How P&G’s marketing and recruiting teams started working together

As developments like the rise of social media have pushed companies to focus more on their employer brand, many of them have found a strong partnership between marketing and recruiting to be essential. In fact, 36% of recruiting teams collaborate with marketing or communications to manage their companies’ branding efforts, while 30% take the lead themselves, according to LinkedIn’s 2017 Global Recruiting Trends report.

As Mattimore began to think about her team’s effort to attract experienced hires, she approached the challenge like marketing would. In an early conversation with P&G’s CMO, she presented research on the team’s top ten markets, understanding its target audiences and what insights and messages the team wanted to communicate.

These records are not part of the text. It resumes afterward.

PR #1286, opened 2025-08-19
 feat(jstz_node): add death signal to storage sync

ryutamago:
# Context

Part of: [JSTZ-812](https://linear.app/tezos/issue/JSTZ-812/implement-storageupdate-consumer-in-jstz-node)

Next PR: #1291 

We need to shutdown the jstz node in case storage sync dies, this PR is a preparation step for it.
# Description

* Adds a death signal so that the caller can know when storage sync dies

* Implement a future to `StorageSync` so that when `StorageSync` dies it resolves (check #1291  on how it's used)

# Manually testing the PR

unit tests

```
cargo test --package jstz_node --lib --features v2_runtime -- test::server_dies_when_storage_sync_dies --exact --show-output
```

### DIFF
--- a/crates/jstz_node/src/storage_sync.rs
+++ b/crates/jstz_node/src/storage_sync.rs
@@ -1,21 +1,43 @@
+use std::future::Future;
+use std::pin::Pin;
+use std::task::{Context, Poll};
 use std::thread;
 use std::{path::PathBuf, time::Duration};
 
 use crate::sequencer::{self, db::Db};
-use anyhow::{Context, Result};
+use anyhow::{Context as _, Result};
 use futures_util::StreamExt;
 use jstz_core::kv::storage_update::{BatchStorageUpdate, StorageUpdate};
 use jstz_utils::event_stream::EventStream;
 use jstz_utils::retry::{exponential_backoff, retry_async};
 use log::{error, warn};
-use tokio::sync::oneshot::{self, Sender};
+use tokio::sync::oneshot::{self, Receiver, Sender};
 
+/// A handle to a long-running background worker that consumes an event stream and
+/// applies storage updates to the database.
+///
+/// When this handle is dropped, it sends a shutdown signal to the worker and waits for the thread to terminate.  
+/// Awaiting the handle completes when the worker exits. If the worker exits unexpectedly (e.g., due to a DB error or stream failure),
+/// it returns an error.
+/// Note: Dropping this handle does **not** initiate a shutdown; it only observes and waits for the worker's termination.
+///
 pub struct StorageSync {
-    kill_sig: Option<Sender<()>>,
-    handle: Option<thread::JoinHandle<()>>,
+    inner: Option<thread::JoinHandle<()>>,
+    kill_tx: Option<Sender<()>>,
+    death_rx: Receiver<Result<()>>,
 }
 
-/// Spawns a new storage sync thread.
+impl Future for StorageSync {
+    type Output = Result<()>;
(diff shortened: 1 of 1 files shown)


huancheng-trili:
Fix the PR title please.

crates/jstz_node/src/storage_sync.rs
```diff
@@ -1,21 +1,43 @@
...
+/// - **`.await` it → unexpected death.**  
+///   Awaiting resolves only if the worker dies on its own (e.g. DB error, stream failure).  
+///   It is not a way to shut the worker down.
+///
 pub struct StorageSync {
-    kill_sig: Option<Sender<()>>,
-    handle: Option<thread::JoinHandle<()>>,
+    inner: Option<thread::JoinHandle<()>>,
+    kill_tx: Option<Sender<()>>,
+    death_rx: Receiver<()>,
```
huancheng-trili, line 29: `death_rx` should carry information about why/how the worker terminated.

crates/jstz_node/src/storage_sync.rs
```diff
@@ -55,16 +80,17 @@ pub fn spawn(
                                 match next_item {
                                     Some(Ok(updates)) => {
                                         if let Err(e) = apply_batch_tx_with_retry(&db, updates).await {
-                                            error!("storage_sync: db error, aborting: {e}");
+                                            error!("db error, aborting: {e}");
                                             break;
                                         }
+                                        info!("applied batch of updates");
```
huancheng-trili, line 86: I don't think this is going to be helpful as one knows if updates are applied when they are reflected in the data store. Logs will be flooded with these not very helpful lines that do not provide much information.

crates/jstz_node/src/storage_sync.rs
```diff
@@ -1,21 +1,43 @@
...
-use log::{error, warn};
-use tokio::sync::oneshot::{self, Sender};
+use log::{error, info, warn};
+use tokio::sync::oneshot::{self, Receiver, Sender};
 
+/// A long-running background worker that consumes an event stream and
+/// applies storage updates to the database.
+///
+/// - **Drop it → graceful shutdown.**  
+///   Dropping the handle stops the worker and waits for the thread to exit.
```
huancheng-trili, line 20: I think this line needs to be rephrased as it doesn't seem semantically correct.

crates/jstz_node/src/storage_sync.rs
ryutamago: I agree that death_rx should ideally carry the error message, and I initially tried that approach as well. However, it’s not particularly useful in this context because the Future implementation for StorageSync cannot propagate the error to the caller—this is due to the API of axum’s graceful_shutdown, which requires the future’s Output type to be (). (See the referenced PR for details on how it’s used.)

The main purpose of death_rx is to provide a mechanism for the caller to detect whether StorageSync is still running, so that we can react accordingly and shut down the server if necessary. Additionally, StorageSync is intended to run indefinitely; if it does terminate, the error is already logged, so there’s little practical benefit to returning the error message via death_rx.

ryutamago: ok. I will go for the first option and make the death_rx propogate the error then

crates/jstz_node/src/storage_sync.rs
```diff
@@ -55,16 +80,17 @@ pub fn spawn(
                                 match next_item {
                                     Some(Ok(updates)) => {
                                         if let Err(e) = apply_batch_tx_with_retry(&db, updates).await {
-                                            error!("storage_sync: db error, aborting: {e}");
```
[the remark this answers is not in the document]
ryutamago: file where the caller resides.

When talking to the CMO, "the request was can we get people who have mastery in this area to work with us,” she says. After laying out that vision, it was clear to both of them that recruiting needed to do the kind of work to attract candidates that Tide does to attract loyal consumers.

After her team spent more time with the marketing team talking about the scope of the work, “We, together, really concluded that we needed dedicated resources.”

Today, P&G’s talent team now has brand managers, data analysts, a market researcher, a finance leaders and other line leaders.

The steps P&G took to build its employer brand: understanding, clarifying, and messaging

To kick off the brand-building process, Laura and her team first needed to understand what it actually means to run a recruiting team like a brand. She lists three areas:

  1. Understand the prime prospects (i.e., candidates).
  2. Be clear about the employee value proposition (EVP).
  3. Bring the message to life at every touch point with a candidate—whether that’s on the web, on campus, or at a recruiting event.

Laura also had to adopt marketing thinking to build a structure around her team’s brand. Again, she looked at how P&G manages a product like Tide. Just like Tide has a global franchise organization that creates a big-picture brand vision for Tide (such as color and logo), so too would the talent team for its message. And just like Tide has a regional organization that can target its message to local audiences, talent acquisition does the same thing to reach certain candidates.

The lessons for recruiting teams making the jump

Laura offered two key insights into this relatively new world of running talent acquisition like a brand.

First, “Think about your employer brand in the context of your company brand.” In her early conversations with the CMO, he understood the connection between the two because both have an impact on the company’s reputation, she says. “You want to show up as one common company,” she adds.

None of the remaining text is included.